TJ Blasing traces how scientists know what they know about the Earth system
At the invitation of the Kingston Rotary Club, physical scientist TJ Blasing of the Climate Change Science Institute at Oak Ridge National Laboratory spoke about the global effect of rising greenhouse gases on May 14 at the Two Chefs Deli in Kingston, Tenn. The primary greenhouse gases in Earth’s atmosphere are water vapor, carbon dioxide, methane, nitrous oxide, ozone, and several halogenated species (e.g., CFC-11, CFC-12). Blasing shared with an audience of about 30 how scientists arrived at the answers to four questions about the Earth system: Are greenhouse-gas concentrations increasing? Are humans causing these increases? Is the planet’s average near-surface air temperature increasing? Is the relationship between greenhouse gas increases and near-surface air temperature strong enough to influence climate? (The answers are yes, yes, yes and yes.)
“We know that greenhouse gases are an important contributor to climate change, and we know they are increasing,” said Blasing, a climatologist for the U.S. Department of Energy’s Carbon Dioxide Information Analysis Center (CDIAC) and a staff member in ORNL’s Environmental Sciences Division. “We’re concerned about the possibility of serious global warming by the end of the 21st century. It might behoove us to prepare for it if we can’t come up with something to head it off, such as geoengineering.” (Often controversial, geoengineering runs the gamut from seeding oceans with iron to spur algal blooms in hopes of increasing the uptake of atmospheric carbon dioxide to deploying satellites with shields to deflect the sun’s rays.)
Atmospheric carbon dioxide is at an 800,000-year high of approximately 400 parts per million. Analyses of a carbon isotope (13C), atmospheric oxygen, spatial patterns of atmospheric carbon dioxide concentrations and other indicators provide a fingerprint for fossil fuels (coal, oil and gas), indicating they are the cause of recent increases in atmospheric carbon dioxide, Blasing said. Over the next century, scientists expect global near-surface air temperature to rise by 1.5 degrees Celsius to 6 degrees Celsius (about 3 to 11 degrees Fahrenheit).

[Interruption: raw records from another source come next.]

PR #540, opened 2022-03-14
WIP: Fix metabase startup order

borft:


docker-compose.yaml
```diff
@@ -43,6 +43,7 @@ services:
       - "127.0.0.1:8081:8081"
     networks:
       - obj
+    restart: unless-stopped
```
borft, line 46: set a default policy to restart, unless the container was stopped manually, to recover from fails

analysis/docker/entrypoint.sh
```diff
@@ -1,17 +1,26 @@
 #!/bin/bash
 
-# load virtualenv
-source /services/venv/bin/activate
+set -e
+
 
 # wait a bit to give PG a chance to start up
-sleep 10
+until PGPASSWORD=$POSTGRES_PASSWORD psql -h "${POSTGRES_HOSTNAME}" -U "${POSTGRES_USER}" -c '\q'; do
```
borft, line 7: we wait until the db is accessible, rather than just 10s, so in most cases we actually start-up faster

docker-compose.yaml
```diff
@@ -79,9 +81,9 @@ services:
     ports:
       - "127.0.0.1:8888:8888"
       - "127.0.0.1:8053:8053"
-
     networks:
       - obj
+    restart: unless-stopped
     depends_on:
```
borft, line 87: even though we depend_on the notebook container, docker doesn't wait for it to be ready, so this dependency doesn't really achieve what we want (to have everything needed up, running and bootstrapped, before we start up the metabase container)

analysis/docker/entrypoint.sh
```diff
@@ -1,17 +1,26 @@
...
+  >&2 echo "Postgres is unavailable - sleeping"
```
jansentom, line 8:
```suggestion
  >&2 echo "Postgres is not yet available - sleeping 1s"
```

jansentom (approved):

docker-compose.yaml
jansentom: Can't test it at the moment because I'm doing a repo reshuffle locally, but what happens if the user stops metabase, then stops all, and then restarts all. Does MB stay off in that case (horrible troubleshooting ahead)

borft: no. it's not that complicated ;)
1. stop metabase, which means everything is running but metabase
2. stop all --> everything is now stopped
3. start all --> everything is running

The effect of a greenhouse gas over time depends on its atmospheric concentration, its duration in the atmosphere and the wavelengths at which it absorbs photons (i.e., exerting greater effect where Earth emits more infrared radiation). At altitudes where jets typically fly, water-vapor concentrations are low and carbon dioxide is a more effective greenhouse gas than is water vapor. Moreover, changes in water-vapor concentrations at those altitudes can influence the overall “greenhouse” effect.
CDIAC’s copious records, which include repositories of the World Data Center for Atmospheric Trace Gases, contain data going back almost a million years. Temperature data collected more recently, from ground and satellite observing platforms, show warming is greatest near Earth’s surface. The upper atmosphere (the stratosphere and beyond) is expected to cool.
Scientists are increasingly learning about the atmosphere and sharing the findings in peer-reviewed journals. The periodic assessment reports of the Intergovernmental Panel on Climate Change summarize the consensus opinion about those findings. Yet much remains unknown. How much carbon can oceans absorb from the atmosphere? How do the oceans interact with climate? How do atmospheric aerosols affect climate? How much do changes in solar radiation contribute to warming? Unless relatively unpredictable mechanisms, such as aerosol increases in the atmosphere, become effective enough to counteract warming or geoengineering can be used to control climate, Blasing said the near-surface warming trend is likely to continue.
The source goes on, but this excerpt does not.